7. Il ressort des pièces du dossier que M. B est entré en France en 2016 muni d’un visa « étudiant » valable un an. Une carte de séjour temporaire portant la mention « étudiant » lui a été délivrée en dernier lieu pour la période comprise entre le 13 avril 2022 et le 12 avril 2023. Il justifie avoir travaillé pour différentes entreprises en France depuis 2020 et depuis 2023 en qualité de chauffeur livreur. Il s’est marié en France le 27 avril 2024. Son fils est né en France peu après l’arrêté contesté. Plusieurs membres de sa famille résident régulièrement en France et ont produit des attestations en sa faveur. Toutefois, il n’est pas établi que l’épouse de M. B serait en situation régulière. M. B a été interpellé pour conduite d’un véhicule sans permis. Dans les circonstances de l’espèce, compte tenu notamment du motif pour lequel M. B est venu étudier en France et un titre de séjour lui a été délivré jusqu’en 2023, le requérant n’est pas fondé à soutenir que l’arrêté contesté porte une atteinte disproportionnée au droit au respect de sa vie privée et familiale. Le moyen tiré de la violation des stipulations de l’article 8 de la convention européenne de sauvegarde des droits de l’homme et des libertés fondamentales doit être écarté. M. B n’est pas davantage fondé à soutenir que l’arrêté contesté est entaché d’une erreur manifeste d’appréciation quant à ses conséquences sur sa situation personnelle telle que précédemment décrite.
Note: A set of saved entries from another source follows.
PR #549, opened 2025-04-30
:art: Removed `Provider` and improved `Device` Structure

### LINKED ISSUE #387: Remove the `Provider` concept and replace it with base classes of `Device`s

simon1hofmann:
Extracted from #429:
1 removes the Provider class (resolves #387)
4 adds a new IBM device: ibmq_torino (and, with that, resolves https://github.com/munich-quantum-toolkit/bench/issues/220 kind of)
5 improves the Device class structure
6 refactors the tests to accelerate the test execution time


nquetschlich (approved):
Thanks a lot for refactoring this PR, @simon1hofmann. 

LGTM so far. Before merging, we should check in detail again, whether the number of test cases in the `test_bench.py` file is as small as possible to save CI runtime. 

I think it makes sense that @burgholzer takes a look now.

src/mqt/bench/devices/ibm.py
```diff
@@ -10,136 +10,58 @@
...
-        device.basis_gates = ibm_calibration["basis_gates"]
-        device.coupling_map = list(ibm_calibration["connectivity"])
+    def __init__(self, backend: BackendV2, device_name: str, gateset_name: str) -> None:
+        """Initialize the IBM device."""
+        self.name = device_name
+        self.gateset = Gateset(gateset_name, backend.operation_names)
+        self.num_qubits = backend.num_qubits
+        self.coupling_map = backend.coupling_map
+        self.calibration = None
+        self.target = backend.target
```
burgholzer, line 38: That's probably the best sign that the device class itself is (or at least many of its members are) redundant. We already store the target here and that contains practically all information.

src/mqt/bench/devices/quantinuum.py
```diff
@@ -11,14 +11,41 @@
...
+    def __init__(self) -> None:
+        """Initialize the Quantinuum device."""
+        with get_device_calibration_path("quantinuum_h2").open() as json_file:
+            self.quantinuum_calibration = cast("QuantinuumCalibration", json.load(json_file))
+        self.calibration = None
+
+        self.name = self.quantinuum_calibration["name"]
+        self.gateset = Gateset("quantinuum", self.quantinuum_calibration["basis_gates"])
+        self.num_qubits = self.quantinuum_calibration["num_qubits"]
+        self.coupling_map = list(self.quantinuum_calibration["connectivity"])
```
burgholzer, line 32: When we switch to Qiskit's Target for representing devices, we can still use JSON files for representing the devices. We just need to follow IBMs format.

This is probably a bit out of place here, but we probably also want to vendor the Qiskit Runtime-provided fake backend data as part of MQT Bench so that we can remove the ibm-Qiskit-runtime dependency from MQT Bench for now.

src/mqt/bench/cli.py
```diff
@@ -68,9 +68,9 @@ def main() -> None:
         help="Qiskit compiler optimization level (0-3).",
     )
     parser.add_argument(
-        "--native-gate-set",
+        "--gateset",
         type=str,
-        help="Provider name for native gate set (e.g., 'ibm', 'rigetti').",
+        help="Used gate set (e.g., 'ibm', 'rigetti').",
```
burgholzer, line 73: I might be wrong, but I don't think there is an `ibm` gateset anymore, right?

src/mqt/bench/benchmark_generation.py
```diff
@@ -72,7 +67,7 @@ def generate_filename(
     benchmark_name: str,
     level: str,
     num_qubits: int | None,
-    provider_name: str | None = None,
+    gateset_name: str | None = None,
     device_name: str | None = None,
```
burgholzer, line 71: I think this interface could be typed a little stronger.
Instead of strings for the gateset and the device name, I'd rather pass a `Gateset` and a `Device` object here.

burgholzer (changes requested):
Many thanks for pulling this PR together 🙏 great to see this moving forward!

You'll find some detailed comments inline.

8. Il résulte de tout ce qui précède que la requête d’appel de M. B est manifestement dépourvue de fondement. Par suite, il y a lieu de la rejeter en application des dispositions précitées de l’article R. 222-1 du code de justice administrative y compris ses conclusions à fin d’injonction sous astreinte et celles tendant à l’application des dispositions des articles L. 761-1 du code de justice administrative et 37 de la loi du 10 juillet 1991.
O R D O N N E :
Article 1er : La requête de M. B est rejetée.
Article 2 : La présente ordonnance sera notifiée à Ny C B.
Copie en sera adressée à la préfète de l’Essonne et au ministre d’Etat, ministre de l’intérieur.
Fait à Versailles, le 25 juin 2025.
Le président assesseur de la 5ème chambre,
G. Camenen
La République mande et ordonne au ministre d’Etat, ministre de l’intérieur en ce qui le concerne ou à tous commissaires de justice à ce requis en ce qui concerne les voies de droit commun contre les parties privées, de pourvoir à l’exécution de la présente ordonnance.